What you are asked to do
Of all the lines below, return only those starting with the line holding "StephenHodgson: When they press select" and going on through the line holding "I also think", exactly as written.

Stored items:
----

Issue #2593, opened 2018-08-15
vNEXT Task: Ensure All Input Sources are being implemented


StephenHodgson:
## Overview
Double check and make sure the following input sources are being utilized:

- [x] Dictation Input
- [x] Speech Input
- [x] Touch Screen Input

PR #2594, opened 2018-08-15
Ensured Generic Input Sources were implemented

StephenHodgson:
Overview
---
Made sure input that doesn't come from controllers are implemented.

- Updated generic input sources to be disposable, and updated the MRTK's input manager to create them and dispose of them when needed.
- Added a Input Source Option Profile for setting input actions for generic input sources.
- Updated the profile inspectors namespace to match the folder they live in.
- Added Gesture Input Source.

Changes
---
- Fixes: #2593


SimonDarksideJ:
Going to need to review this a bit more fully when I get home at the weekend.
My main concern is abstracting the physical source of the input from the logical handling of the input. 

Gesture, speech and navigation can be sourced differently from from different devices, so we don't want the solution hard chided to how the HoloLens/win10 does it

StephenHodgson:
Speech is essentially the same at the moment.

Assets/MixedRealityToolkit-SDK/Features/Input/MixedRealityInputManager.cs
```diff
@@ -70,6 +70,26 @@ public class MixedRealityInputManager : MixedRealityEventManager, IMixedRealityI
...
+
+        /// <summary>
+        /// Current Dictation Input Source.
+        /// </summary>
+        public DictationInputSource DictationInputSource { get; private set; }
+
+        /// <summary>
+        /// Current Touch Screen Input Source.
+        /// </summary>
+        public TouchscreenInputSource TouchscreenInputSource { get; private set; }
```
davidkline-ms: A question was raised by a customer this week wrt the automatic implementation of inputs like touch screen. They would like the ability to completely shut off input sources that they never intend to use.

Seems like we could leverage our configuration profiles to add check boxes (defaulted to checked) specifying each input type (mouse, touch screen, controller, etc.) and allow the dev to disable specific source types.

Assets/MixedRealityToolkit-SDK/Features/Input/MixedRealityInputManager.cs
```diff
@@ -188,6 +208,31 @@ private void InitializeInternal()
...
 #endif // UNITY_STANDALONE_WIN || UNITY_WSA || UNITY_EDITOR_WIN
+
+            if (MixedRealityManager.Instance.ActiveProfile.IsSpeechCommandsEnabled)
+            {
+                SpeechInputSource = new SpeechInputSource(MixedRealityManager.Instance.ActiveProfile.SpeechCommandsProfile.SpeechCommands);
+            }
+
+            DictationInputSource = new DictationInputSource();
+            TouchscreenInputSource = new TouchscreenInputSource();
+            GestureInputSource = new GestureInputSource(MixedRealityManager.Instance.ActiveProfile != null && MixedRealityManager.Instance.ActiveProfile.InputSourceOptions.UseRailsNavigation);
```
davidkline-ms: Why is rails navigation checked here?

Assets/MixedRealityToolkit/InputSystem/Sources/GestureInputSource.cs
```diff
@@ -0,0 +1,191 @@
...
+            navigationGestureRecognizer = new GestureRecognizer();
+
+            navigationGestureRecognizer.NavigationStarted += NavigationGestureRecognizer_NavigationStarted;
+            navigationGestureRecognizer.NavigationUpdated += NavigationGestureRecognizer_NavigationUpdated;
+            navigationGestureRecognizer.NavigationCompleted += NavigationGestureRecognizer_NavigationCompleted;
+            navigationGestureRecognizer.NavigationCanceled += NavigationGestureRecognizer_NavigationCanceled;
+
+            if (useRailsNavigation)
+            {
+                navigationGestureRecognizer.SetRecognizableGestures(GestureSettings.NavigationRailsX | GestureSettings.NavigationRailsY | GestureSettings.NavigationRailsZ);
```
davidkline-ms: what if the dev wants a subset of the axes? i recommend we surface gesture axis selection to the profile

Assets/MixedRealityToolkit/InputSystem/Sources/GestureInputSource.cs
```diff
@@ -0,0 +1,191 @@
...
+            gestureRecognizer.HoldStarted += GestureRecognizer_HoldStarted;
+            gestureRecognizer.HoldCompleted += GestureRecognizer_HoldCompleted;
+            gestureRecognizer.HoldCanceled += GestureRecognizer_HoldCanceled;
+
+            gestureRecognizer.ManipulationStarted += GestureRecognizer_ManipulationStarted;
+            gestureRecognizer.ManipulationUpdated += GestureRecognizer_ManipulationUpdated;
+            gestureRecognizer.ManipulationCompleted += GestureRecognizer_ManipulationCompleted;
+            gestureRecognizer.ManipulationCanceled += GestureRecognizer_ManipulationCanceled;
+
+            gestureRecognizer.SetRecognizableGestures(GestureSettings.Tap | GestureSettings.ManipulationTranslate | GestureSettings.Hold);
```
davidkline-ms: seems as if we are forcing apps to register for all of the gestures... they should be allowed to limit their selection (saves the recognizer unneeded work)

Assets/MixedRealityToolkit-SDK/Features/Input/MixedRealityInputManager.cs
StephenHodgson: Great idea, I'll be sure to add that

Assets/MixedRealityToolkit/InputSystem/Sources/GestureInputSource.cs
davidkline-ms: also, when switching to the navigation recognizer, the dev wil lose hold and tap recognition in this implementation

Assets/MixedRealityToolkit/InputSystem/Sources/GestureInputSource.cs
```diff
@@ -0,0 +1,191 @@
...
+            if (useRailsNavigation)
+            {
+                navigationGestureRecognizer.SetRecognizableGestures(GestureSettings.NavigationRailsX | GestureSettings.NavigationRailsY | GestureSettings.NavigationRailsZ);
+            }
+            else
+            {
+                navigationGestureRecognizer.SetRecognizableGestures(GestureSettings.NavigationX | GestureSettings.NavigationY | GestureSettings.NavigationZ);
+            }
+
+            if (gestureRecognizer != null && !gestureRecognizer.IsCapturingGestures())
```
davidkline-ms: allow the developer to defer the start of the recognizer

Assets/MixedRealityToolkit/InputSystem/Sources/GestureInputSource.cs
```diff
@@ -0,0 +1,191 @@
...
+            {
+                gestureRecognizer.StartCapturingGestures();
+            }
+
+            if (navigationGestureRecognizer != null && !navigationGestureRecognizer.IsCapturingGestures())
```
davidkline-ms: this can cause BOTH recognizers to be running at the same time as it is possible tyo have the recognizers created and not started at the same time.

Assets/MixedRealityToolkit/InputSystem/Sources/GestureInputSource.cs
StephenHodgson: no, either the system is enabled, or it's not. 

Same goes for the conversation we were having in the spatial awareness construct.

Assets/MixedRealityToolkit/InputSystem/Sources/GestureInputSource.cs
StephenHodgson: I'm not sure I understand your comment

Assets/MixedRealityToolkit-SDK/Features/Input/MixedRealityInputManager.cs
StephenHodgson: We're passing in the value assigned to it.

Assets/MixedRealityToolkit/InputSystem/Sources/GestureInputSource.cs
davidkline-ms: it is possible for gestureRecognizer to be != null and not recognizing at the same time as the navRecognizer is in the same exact state.

by the code here, each would be started and be running at the same time... which would result in both manipulation and navigation gestures being recognized from the same single gesture

davidkline-ms: in other words, we should never allow gesture recognizers with mutually exclusive settings (manipulation and navigation) to be recognizing at the same time

Assets/MixedRealityToolkit/InputSystem/Sources/GestureInputSource.cs
davidkline-ms: i disagree here. there are times where the developer needs multiple recognizers to exist, but to be selective about which is running when (see Holograms 211 for a great example)

Assets/MixedRealityToolkit/InputSystem/Sources/GestureInputSource.cs
davidkline-ms: it would.

davidkline-ms: in this case, i would say the HTK has a bug

Assets/MixedRealityToolkit-SDK/Features/Input/MixedRealityInputManager.cs
davidkline-ms: i see now

Assets/MixedRealityToolkit/InputSystem/Sources/GestureInputSource.cs
StephenHodgson: Ah, I see. Then why does the HTK do it?

Assets/MixedRealityToolkit/InputSystem/Sources/GestureInputSource.cs
StephenHodgson: Haha of course you do :p

davidkline-ms: I believe we are having some (likely because of only talking via typing) confusion about what it means for a system vs a feature of that system to be enabled / activated. we should chat via phone or in shiproom (sometimes easier that way)

Assets/MixedRealityToolkit/InputSystem/Sources/GestureInputSource.cs
StephenHodgson: I agree, we should make this configurable as well.

Assets/MixedRealityToolkit/InputSystem/Sources/GestureInputSource.cs
```diff
@@ -0,0 +1,191 @@
...
+        }
+
+        private readonly GestureRecognizer gestureRecognizer;
+        private readonly GestureRecognizer navigationGestureRecognizer;
+
+        #region Raise GestureRecognizer Events
+
+        private void GestureRecognizer_Tapped(TappedEventArgs args)
+        {
+            InputSystem.RaisePointerClicked(InputSystem.GazeProvider.GazePointer, (Handedness)args.source.handedness, PointerAction, args.tapCount);
```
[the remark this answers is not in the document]
StephenHodgson: Because it's a pointer event not a key press.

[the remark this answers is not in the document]
StephenHodgson: If they do trigger this event, then we should filter them out. Clicks from motion controllers are handled in the controller implemention.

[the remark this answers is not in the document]
keveleigh: Where are clicks handled in the controller implementation? We definitely should not filter them out here.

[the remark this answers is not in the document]
keveleigh: It's a trigger click, if you're using a controller.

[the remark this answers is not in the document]
StephenHodgson: When they press select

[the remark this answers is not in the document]
StephenHodgson: We'll be sure to filter the controllers out here, then.

Assets/MixedRealityToolkit/InputSystem/Sources/GestureInputSource.cs
davidkline-ms: >  Then why does the HTK do it?

I honestly don't know,

Assets/MixedRealityToolkit/InputSystem/Sources/GestureInputSource.cs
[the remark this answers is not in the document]
StephenHodgson: Why the down thumbs? 😅 I thought that's what you were suggesting.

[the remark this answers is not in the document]
StephenHodgson: Anything that is handled by the controller should happen in the controller implementation, not in this class, so it would be valid to remove anything not related to gesture control.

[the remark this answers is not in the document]
StephenHodgson: Anything handled by the controller should be in the contoller's concrete class implementation, not here.

Assets/MixedRealityToolkit/InputSystem/Sources/GestureInputSource.cs
StephenHodgson: Is this similar to how the dictation and keyword recognizers cannot run at the same time?

Assets/MixedRealityToolkit/InputSystem/Sources/GestureInputSource.cs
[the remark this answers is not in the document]
keveleigh: >I thought that's what you were suggesting.

Nope! I think everything that comes through this recognizer is valid and should be turned into the appropriate events, without filtering by type. 

I don't think the gesture recognizer being its own input source makes sense. The events are coming from the same input source as the source detected / input down / etc events from the controller implementation, so it makes sense to me that these should reference the same Controller/source.

I also think pointer clicked for the UWP WMR controller implementation makes more sense to happen here, since it's a better defined "click" event than using an input up event, and provides things like `tapCount`.

I started an implementation of the gesture recognizer a week or so ago that maintains the references to the input source and their pointers and whatnot. What do we gain by making this separate from the controller implementation?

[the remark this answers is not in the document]
StephenHodgson: I figured out a way to get the controller references from the windows device manager. Not sure how @SimonDarksideJ will like this, but I thought it was an interesting fix to the issue without filtering out the controllers

StephenHodgson:
For dictation input, I'm not entirely convinced we need to set input actions, seeing as we get specific events for each stage of the process. What do you guys think?

Assets/MixedRealityToolkit/InputSystem/Sources/GestureInputSource.cs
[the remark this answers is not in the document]
StephenHodgson: > I don't think the gesture recognizer being its own input source makes sense. The events are coming from the same input source as the source detected / input down / etc events from the controller implementation, so it makes sense to me that these should reference the same Controller/source.

I do agree with you here, but @SimonDarksideJ made it very clear he wanted to separate these out.

> I started an implementation of the gesture recognizer a week or so ago

Well where's that at, and why is it the first time we're hearing about it?

StephenHodgson:
I'm also tempted to remove the gesture input source until we've collectively decided how we want to handle that.

SimonDarksideJ:
OK, been reading through the comments and code a bit. This should definitely not be the final version but will be "good enough" for now.

It's main limitation will be its exclusivity to Windows 10 and HoloLens for now, for feature parity with htk. Just need to make sure the docs are clear on that. 

We can add a task to refactor this to support other platforms later.

Assets/MixedRealityToolkit-SDK/Features/Input/MixedRealityInputManager.cs
```diff
@@ -16,6 +16,7 @@
 using System.Collections.Generic;
 using UnityEngine;
 using UnityEngine.EventSystems;
+using UnityEngine.Windows.Speech;
```
SimonDarksideJ: Please strap this in a Windows #if, 
This should Not be in the core input manager. Will need to refactor this out to another layer later. 

We ideally should never have platform specific dependencies in a manager

SimonDarksideJ: Just wrap it for now, good enough for summit. Won't be enough time now to make it fully cross platform.

cre8ivepark:
Tested on HoloLens but still shows the same symptom described in #2626

StephenHodgson:
@cre8ivepark The gesture input source isn't really implemented in this branch either. I was waiting to get more input/feedback from everyone about where the gesture recognizer's should live.

Assets/MixedRealityToolkit-SDK/Features/Input/MixedRealityInputManager.cs
```diff
@@ -188,6 +203,26 @@ private void InitializeInternal()
...
+            }
+
+            if (MixedRealityManager.Instance.ActiveProfile.IsDictationEnabled)
+            {
+                DictationInputSource = new DictationInputSource();
+            }
+
+            if (MixedRealityManager.Instance.ActiveProfile.IsTouchScreenInputEnabled)
+            {
+                TouchscreenInputSource = new TouchscreenInputSource();
```
StephenHodgson: @cre8ivepark This area would be where we create our gesture input source, but I've removed it for now.

Assets/MixedRealityToolkit/_Core/Definitions/InputSystem/MixedRealityTouchInputProfile.cs
```diff
@@ -0,0 +1,11 @@
+﻿// Copyright (c) Microsoft Corporation. All rights reserved.
+// Licensed under the MIT License. See LICENSE in the project root for license information.
+
+using Microsoft.MixedReality.Toolkit.Internal.Definitions.Utilities;
+using UnityEngine;
+
+namespace Microsoft.MixedReality.Toolkit.Internal.Definitions.InputSystem
+{
+    [CreateAssetMenu(menuName = "Mixed Reality Toolkit/Mixed Reality Touch Input Profile", fileName = "MixedRealityTouchInputProfile", order = (int)CreateProfileMenuItemIndices.TouchInput)]
+    public class MixedRealityTouchInputProfile : ScriptableObject { }
```
StephenHodgson: We're not using this class. I should remove it

StephenHodgson:
@davidkline-ms sorry I accidentally corrupted the config profile.

SimonDarksideJ:
Getting some unused references errors in the latest commit, can you please confirm and update @StephenHodgson

StephenHodgson:
Confirmed:
image
On tick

----

Reply to the task
StephenHodgson: When they press select

[the remark this answers is not in the document]
StephenHodgson: We'll be sure to filter the controllers out here, then.

Assets/MixedRealityToolkit/InputSystem/Sources/GestureInputSource.cs
davidkline-ms: >  Then why does the HTK do it?

I honestly don't know,

Assets/MixedRealityToolkit/InputSystem/Sources/GestureInputSource.cs
[the remark this answers is not in the document]
StephenHodgson: Why the down thumbs? 😅 I thought that's what you were suggesting.

[the remark this answers is not in the document]
StephenHodgson: Anything that is handled by the controller should happen in the controller implementation, not in this class, so it would be valid to remove anything not related to gesture control.

[the remark this answers is not in the document]
StephenHodgson: Anything handled by the controller should be in the contoller's concrete class implementation, not here.

Assets/MixedRealityToolkit/InputSystem/Sources/GestureInputSource.cs
StephenHodgson: Is this similar to how the dictation and keyword recognizers cannot run at the same time?

Assets/MixedRealityToolkit/InputSystem/Sources/GestureInputSource.cs
[the remark this answers is not in the document]
keveleigh: >I thought that's what you were suggesting.

Nope! I think everything that comes through this recognizer is valid and should be turned into the appropriate events, without filtering by type. 

I don't think the gesture recognizer being its own input source makes sense. The events are coming from the same input source as the source detected / input down / etc events from the controller implementation, so it makes sense to me that these should reference the same Controller/source.

I also think pointer clicked for the UWP WMR controller implementation makes more sense to happen here, since it's a better defined "click" event than using an input up event, and provides things like `tapCount`.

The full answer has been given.